Мастерской не существовало и не предвиделось. А скудный заработок давала лишь работа в копийном цеху, где бесконечное количество раз копировались «Рожь» Шишкина или «Утро в сосновом лесу», а то и «Опять двойка» Решетникова, нового советского классика …
Но говорил все это отец бодрым, жизнеутверждающим тоном привыкшего ко всяким испытаниям человека, — отец как будто слегка подтрунивал над собою. С удовольствием откликнулся на предложение показать работы. Часть их висела на стенах, некоторые пылились на полу под кроватью, другие стояли в углу за шкафом.
Картины в неказистых рамах (некоторые вообще без рам) он устанавливал на сиденья двух колченогих стульев, прислоняя тыльной стороной к их спинкам, или ставил на пол с опорой на ножки стульев, или к печке. Потом убирал их на место. Давал необходимые, по его мнению, пояснения.
— А где же твои среднеазиатские работы, — спросил вдруг Михаил Павлович, — портреты старых узбечек, потом, я помню сюжет с чайханой?
Отец помрачнел, а потом, невеселым взглядом обведя комнату, признался, что старые работы негде хранить. Холсты приходится снимать с подрамников и, свернув в трубочку, убирать в сарай перед домом.
— Но ведь там они погибнут, — непроизвольно вырвалось у Духанова.
— Напишем новые, — неуверенно пошутил отец.
— Жаль, очень жаль, Мишенька, — сокрушенно отозвался Михаил Павлович. Потом стал выяснять, не слишком ли отец пассивен при отстаивании своих прав на мастерскую.
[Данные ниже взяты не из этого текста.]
PR #1540, opened 2016-11-19
Fixes #1356

### LINKED ISSUE #1356: STARWest_TestLab No Cancel button #1
Description: There is no cancel buttons provided for users

This error will cause users to have to push the back button, thus not continuing in a forward flow to complete a process.

Steps to Recreate: 
Access the web site.
Login as the admin user.
select the admin user name hyper link "Hello starwest.testlab@gmail.com"

Error: There is no cancel button for the user to continue moving forward in the business process.

Suggested Resolution: Provide a cancel button to the user.

screenshot 2016-10-06 at 11 59 35 am

stefan-van-de-griendt-centric:
Added cancel button and handling of it
image

Fixes #1356

### DIFF
--- a/AllReadyApp/Web-App/AllReady/Controllers/ManageController.cs
+++ b/AllReadyApp/Web-App/AllReady/Controllers/ManageController.cs
@@ -1,4 +1,5 @@
-﻿using System.Linq;
+﻿using System;
+using System.Linq;
 using System.Security.Claims;
 using System.Threading.Tasks;
 using AllReady.Features.Login;
@@ -53,6 +54,10 @@ namespace AllReady.Controllers
         [ValidateAntiForgeryToken]
         public async Task<IActionResult> Index(IndexViewModel model)
         {
+            // When any other button than the save button is clicked, consider it as a cancel
+            if(!String.Equals(model.Button, "Save"))
+                return RedirectToAction(nameof(Microsoft.EntityFrameworkCore.Metadata.Internal.Index));
+
             var shouldRefreshSignin = false;
 
             var user = await GetCurrentUser();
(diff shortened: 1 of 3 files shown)


AllReadyApp/Web-App/AllReady/Controllers/ManageController.cs
```diff
@@ -104,7 +109,7 @@ public class ManageController : Controller
 
             await UpdateUserProfileCompleteness(user);
 
-            return RedirectToAction(nameof(Index));
+            return RedirectToAction(nameof(Microsoft.EntityFrameworkCore.Metadata.Internal.Index));
```
dpaquette: I'm not sure this namespace should be here

AllReadyApp/Web-App/AllReady/Views/Manage/Index.cshtml
```diff
@@ -202,7 +202,8 @@
             </div>
             <div class="form-group">
                 <div class="col-md-offset-2 col-md-10">
-                    <button type="submit" class="btn btn-default" data-bind="enable: skills.isValid">Save</button>
+                    <button type="submit" name="button" value="Save" class="btn btn-default" data-bind="enable: skills.isValid">Save</button>
+                    <button type="submit" name="button" value="Cancel" class="btn">Cancel</button>
```
dpaquette: If we make this a link back to the index page (instead of a button), we won't need to add any special logic to the controller.

dpaquette:
Update to anchor tag looks good, thanks @stefan-van-de-griendt-centric 

Can we also get those redirects changed back to `return RedirectToAction(nameof(Index));` They shouldn't have the Entity Framework namespace in them

dpaquette:
Looks great! :shipit:

stefan-van-de-griendt-centric:
As requested I've updated the file to now directly use `nameof(Index)`, as it yields the exact same result.
See [nameof reference](https://msdn.microsoft.com/en-us/library/dn986596.aspx) for more details.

Отец предложил поставить чайник, а я подумал, что вряд ли у нас есть к чаю что-нибудь приличествующее случаю. Не будет же генерал пить чай просто с сахаром и с куском хлеба с маслом, а то и без масла, как мы? Правда, я мог бы сбегать в магазин, если бы отец попросил.
Но о чаепитии не могло быть и речи по другой причине — Михаил Павлович приехал в Москву по делам — его ждала машина. На прощание Духанов попросил подарить ему что-нибудь на память. Отец выбрал чудом сохранившийся довоенный портрет мальчика-казаха в красной чабанской шапке, запомнив, что он особенно понравился Суханову во время просмотра работ. Портрет, размером, 50 на 70, завернули в газеты.
Мне Михаил Павлович на прощанье пожелал быть посмелее.
— Как же это ты не сказал тогда у подъезда, что ты Мишин сын, — добродушно посетовал он, внимательно оглядев меня напоследок. И отправился к машине.
Вечером, едва я вышел во двор, где уже сгустились сумерки, и над Ивановской тускло светили фонари, меня окружили ребята.
— Кто это к вам приезжал? — заискивающим тоном спросил Юрка Писарев, и я объяснил, что это друг отца.
Меня переполняла гордость, что именно к нам приезжал генерал. Кто-то поинтересовался, какие ордена есть у генерала. Но на кителе у гостя я видел лишь орденские планки, целая колодка разноцветных орденских планок. А какие ордена они заменяли, я не знал. Как не знал тогда и того, что именно дивизия генерала Духанова прорвала блокаду Ленинграда в январе 1943 года. Фамилия его не упомянули в центральной прессе. Назывались имена вышестоящих генералов…
О роли генерала Духанова в прорыве блокады я узнал много лет спустя из пожелтевшей от времени армейской газеты. В один из приездов в Ленинград ее показала мне вдова Михаила Павловича.